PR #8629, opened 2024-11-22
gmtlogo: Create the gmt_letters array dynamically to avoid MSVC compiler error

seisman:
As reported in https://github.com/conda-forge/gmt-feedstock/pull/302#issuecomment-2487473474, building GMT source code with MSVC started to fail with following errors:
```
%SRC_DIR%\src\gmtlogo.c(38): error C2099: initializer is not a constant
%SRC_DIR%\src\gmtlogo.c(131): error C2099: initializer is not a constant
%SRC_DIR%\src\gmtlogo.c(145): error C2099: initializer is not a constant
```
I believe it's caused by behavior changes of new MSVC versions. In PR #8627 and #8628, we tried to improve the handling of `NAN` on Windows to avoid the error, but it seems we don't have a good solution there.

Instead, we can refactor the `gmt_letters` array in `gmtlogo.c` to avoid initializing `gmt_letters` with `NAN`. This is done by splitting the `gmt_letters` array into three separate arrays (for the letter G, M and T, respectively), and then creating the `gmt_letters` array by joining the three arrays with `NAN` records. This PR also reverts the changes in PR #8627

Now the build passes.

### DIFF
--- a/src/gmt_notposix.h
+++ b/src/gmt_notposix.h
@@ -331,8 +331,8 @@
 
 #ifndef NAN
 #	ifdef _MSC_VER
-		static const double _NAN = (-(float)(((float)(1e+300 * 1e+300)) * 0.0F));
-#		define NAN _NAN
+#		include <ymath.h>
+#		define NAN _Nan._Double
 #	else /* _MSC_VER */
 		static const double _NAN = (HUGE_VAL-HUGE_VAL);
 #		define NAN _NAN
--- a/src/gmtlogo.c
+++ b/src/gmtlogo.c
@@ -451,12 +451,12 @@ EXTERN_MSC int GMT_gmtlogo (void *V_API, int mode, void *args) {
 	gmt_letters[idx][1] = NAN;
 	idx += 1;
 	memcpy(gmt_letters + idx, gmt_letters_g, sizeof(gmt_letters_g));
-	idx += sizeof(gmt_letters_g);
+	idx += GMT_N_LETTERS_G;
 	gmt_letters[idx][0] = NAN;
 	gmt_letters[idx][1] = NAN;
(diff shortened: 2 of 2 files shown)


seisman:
---------------
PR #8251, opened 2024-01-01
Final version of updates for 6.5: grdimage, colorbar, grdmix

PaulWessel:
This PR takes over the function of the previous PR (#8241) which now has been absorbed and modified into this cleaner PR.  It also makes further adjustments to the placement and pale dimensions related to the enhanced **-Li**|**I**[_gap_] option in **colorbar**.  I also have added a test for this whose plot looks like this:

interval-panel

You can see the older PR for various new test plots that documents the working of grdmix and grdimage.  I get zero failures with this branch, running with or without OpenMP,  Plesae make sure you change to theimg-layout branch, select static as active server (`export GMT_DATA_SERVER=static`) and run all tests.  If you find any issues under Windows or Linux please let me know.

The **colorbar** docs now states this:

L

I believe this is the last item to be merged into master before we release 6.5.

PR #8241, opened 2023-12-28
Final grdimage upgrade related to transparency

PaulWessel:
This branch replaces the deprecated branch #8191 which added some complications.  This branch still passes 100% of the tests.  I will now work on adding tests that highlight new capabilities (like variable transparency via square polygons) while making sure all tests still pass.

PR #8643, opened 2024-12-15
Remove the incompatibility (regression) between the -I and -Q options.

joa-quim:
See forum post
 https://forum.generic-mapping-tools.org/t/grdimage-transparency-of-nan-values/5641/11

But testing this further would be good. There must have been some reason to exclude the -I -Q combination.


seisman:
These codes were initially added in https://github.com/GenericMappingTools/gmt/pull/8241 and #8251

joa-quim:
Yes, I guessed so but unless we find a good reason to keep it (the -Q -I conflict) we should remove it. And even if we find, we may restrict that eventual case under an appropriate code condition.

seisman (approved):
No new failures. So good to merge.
---------------
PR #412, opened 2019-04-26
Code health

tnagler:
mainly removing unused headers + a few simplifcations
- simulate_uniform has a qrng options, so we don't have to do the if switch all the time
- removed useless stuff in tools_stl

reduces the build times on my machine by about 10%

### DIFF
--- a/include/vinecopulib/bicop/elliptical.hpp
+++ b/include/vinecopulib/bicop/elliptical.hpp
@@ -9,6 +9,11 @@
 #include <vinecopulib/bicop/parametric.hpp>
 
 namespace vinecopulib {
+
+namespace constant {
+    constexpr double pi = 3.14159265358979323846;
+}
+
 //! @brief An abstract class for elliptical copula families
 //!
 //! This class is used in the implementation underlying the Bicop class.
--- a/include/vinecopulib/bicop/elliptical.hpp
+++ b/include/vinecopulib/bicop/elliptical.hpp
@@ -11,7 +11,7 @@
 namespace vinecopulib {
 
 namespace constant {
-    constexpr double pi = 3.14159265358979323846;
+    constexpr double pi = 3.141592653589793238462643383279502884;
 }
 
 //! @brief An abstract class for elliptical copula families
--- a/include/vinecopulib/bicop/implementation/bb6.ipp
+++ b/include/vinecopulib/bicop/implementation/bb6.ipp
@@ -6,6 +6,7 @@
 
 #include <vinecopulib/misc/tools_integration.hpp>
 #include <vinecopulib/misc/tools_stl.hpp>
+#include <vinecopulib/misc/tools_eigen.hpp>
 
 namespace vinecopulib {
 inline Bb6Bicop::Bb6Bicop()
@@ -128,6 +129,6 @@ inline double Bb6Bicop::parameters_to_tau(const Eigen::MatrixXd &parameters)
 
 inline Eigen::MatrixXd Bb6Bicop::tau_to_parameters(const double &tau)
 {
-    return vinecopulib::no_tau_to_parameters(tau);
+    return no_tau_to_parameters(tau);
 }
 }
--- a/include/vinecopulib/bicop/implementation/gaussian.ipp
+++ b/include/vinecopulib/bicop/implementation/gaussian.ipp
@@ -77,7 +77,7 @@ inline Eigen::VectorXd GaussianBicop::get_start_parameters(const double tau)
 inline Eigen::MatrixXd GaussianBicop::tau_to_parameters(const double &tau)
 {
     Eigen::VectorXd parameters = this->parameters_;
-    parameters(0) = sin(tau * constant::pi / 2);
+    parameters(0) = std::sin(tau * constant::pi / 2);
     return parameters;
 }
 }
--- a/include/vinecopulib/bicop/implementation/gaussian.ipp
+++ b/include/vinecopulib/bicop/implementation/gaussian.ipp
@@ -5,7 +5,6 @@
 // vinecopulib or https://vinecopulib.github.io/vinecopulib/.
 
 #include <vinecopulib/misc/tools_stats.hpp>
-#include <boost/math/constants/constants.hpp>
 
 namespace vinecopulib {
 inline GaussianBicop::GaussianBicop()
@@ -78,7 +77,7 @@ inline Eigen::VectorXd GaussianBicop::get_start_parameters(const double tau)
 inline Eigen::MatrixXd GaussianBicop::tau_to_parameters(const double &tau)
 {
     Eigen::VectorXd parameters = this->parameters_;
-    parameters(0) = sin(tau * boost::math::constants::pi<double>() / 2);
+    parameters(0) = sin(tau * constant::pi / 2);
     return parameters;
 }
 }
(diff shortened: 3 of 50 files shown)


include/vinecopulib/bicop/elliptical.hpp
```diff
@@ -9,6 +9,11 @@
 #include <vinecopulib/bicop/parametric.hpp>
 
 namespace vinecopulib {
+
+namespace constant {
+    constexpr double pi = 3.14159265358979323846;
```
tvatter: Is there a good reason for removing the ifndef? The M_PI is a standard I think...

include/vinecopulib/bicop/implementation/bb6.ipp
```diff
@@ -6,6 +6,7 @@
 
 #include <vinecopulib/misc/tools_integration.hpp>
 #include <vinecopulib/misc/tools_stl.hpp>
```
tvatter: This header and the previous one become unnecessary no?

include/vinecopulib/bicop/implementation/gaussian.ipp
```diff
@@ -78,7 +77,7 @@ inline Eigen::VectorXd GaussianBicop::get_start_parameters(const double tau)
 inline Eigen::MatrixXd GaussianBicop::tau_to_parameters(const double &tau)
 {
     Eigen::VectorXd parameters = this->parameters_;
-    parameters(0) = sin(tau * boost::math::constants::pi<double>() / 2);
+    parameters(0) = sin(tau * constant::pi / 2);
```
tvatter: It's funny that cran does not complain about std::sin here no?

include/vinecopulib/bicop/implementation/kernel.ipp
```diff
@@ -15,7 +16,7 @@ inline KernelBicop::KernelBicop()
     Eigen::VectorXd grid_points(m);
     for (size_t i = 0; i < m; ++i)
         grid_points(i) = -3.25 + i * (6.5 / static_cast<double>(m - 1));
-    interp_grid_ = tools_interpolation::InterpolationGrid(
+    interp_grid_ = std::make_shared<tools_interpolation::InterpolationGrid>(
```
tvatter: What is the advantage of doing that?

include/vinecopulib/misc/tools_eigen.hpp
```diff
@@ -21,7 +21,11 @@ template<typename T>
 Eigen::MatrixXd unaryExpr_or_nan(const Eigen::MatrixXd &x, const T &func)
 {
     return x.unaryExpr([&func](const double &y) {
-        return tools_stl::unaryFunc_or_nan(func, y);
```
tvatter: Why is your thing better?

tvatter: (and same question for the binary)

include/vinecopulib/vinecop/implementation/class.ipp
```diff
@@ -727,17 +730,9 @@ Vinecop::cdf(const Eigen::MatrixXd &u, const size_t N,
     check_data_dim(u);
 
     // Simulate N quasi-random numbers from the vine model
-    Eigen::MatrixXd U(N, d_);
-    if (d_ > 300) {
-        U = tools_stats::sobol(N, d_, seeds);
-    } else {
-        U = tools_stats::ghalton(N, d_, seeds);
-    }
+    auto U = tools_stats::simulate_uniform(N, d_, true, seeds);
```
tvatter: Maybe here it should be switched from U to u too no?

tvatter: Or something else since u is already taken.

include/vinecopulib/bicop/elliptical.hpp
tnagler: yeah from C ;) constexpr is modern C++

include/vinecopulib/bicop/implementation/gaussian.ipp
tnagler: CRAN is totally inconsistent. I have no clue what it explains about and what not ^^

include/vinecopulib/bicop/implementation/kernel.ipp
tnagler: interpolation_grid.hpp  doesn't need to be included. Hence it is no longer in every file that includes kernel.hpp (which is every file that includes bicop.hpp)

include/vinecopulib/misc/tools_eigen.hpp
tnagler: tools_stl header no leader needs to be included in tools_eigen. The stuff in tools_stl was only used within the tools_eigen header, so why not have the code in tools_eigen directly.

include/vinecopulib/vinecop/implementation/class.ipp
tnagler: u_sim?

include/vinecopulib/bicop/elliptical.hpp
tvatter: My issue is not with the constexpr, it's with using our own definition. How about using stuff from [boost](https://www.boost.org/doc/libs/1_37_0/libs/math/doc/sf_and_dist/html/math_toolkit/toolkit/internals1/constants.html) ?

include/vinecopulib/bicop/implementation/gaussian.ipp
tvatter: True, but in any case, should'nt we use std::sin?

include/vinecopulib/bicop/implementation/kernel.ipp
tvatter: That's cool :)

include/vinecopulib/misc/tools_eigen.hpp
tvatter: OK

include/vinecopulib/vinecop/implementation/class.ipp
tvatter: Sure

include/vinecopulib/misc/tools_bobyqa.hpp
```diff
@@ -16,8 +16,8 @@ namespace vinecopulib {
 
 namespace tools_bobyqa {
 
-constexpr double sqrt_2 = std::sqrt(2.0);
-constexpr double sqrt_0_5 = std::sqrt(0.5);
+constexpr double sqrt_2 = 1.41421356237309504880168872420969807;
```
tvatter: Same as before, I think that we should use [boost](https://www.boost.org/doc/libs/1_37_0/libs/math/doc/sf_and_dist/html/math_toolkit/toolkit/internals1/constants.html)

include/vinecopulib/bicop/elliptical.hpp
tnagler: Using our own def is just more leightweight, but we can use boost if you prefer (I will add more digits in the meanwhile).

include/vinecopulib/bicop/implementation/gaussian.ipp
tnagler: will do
---------------
Exercise objective
Only one stretch of the data above is needed. Restate it word for word, from the line containing "PR #8629, opened 2024-11-22" through the line containing "I believe it's", both ends included.

Answer area
PR #8629, opened 2024-11-22
gmtlogo: Create the gmt_letters array dynamically to avoid MSVC compiler error

seisman:
As reported in https://github.com/conda-forge/gmt-feedstock/pull/302#issuecomment-2487473474, building GMT source code with MSVC started to fail with following errors:
```
%SRC_DIR%\src\gmtlogo.c(38): error C2099: initializer is not a constant
%SRC_DIR%\src\gmtlogo.c(131): error C2099: initializer is not a constant
%SRC_DIR%\src\gmtlogo.c(145): error C2099: initializer is not a constant
```
I believe it's caused by behavior changes of new MSVC versions. In PR #8627 and #8628, we tried to improve the handling of `NAN` on Windows to avoid the error, but it seems we don't have a good solution there.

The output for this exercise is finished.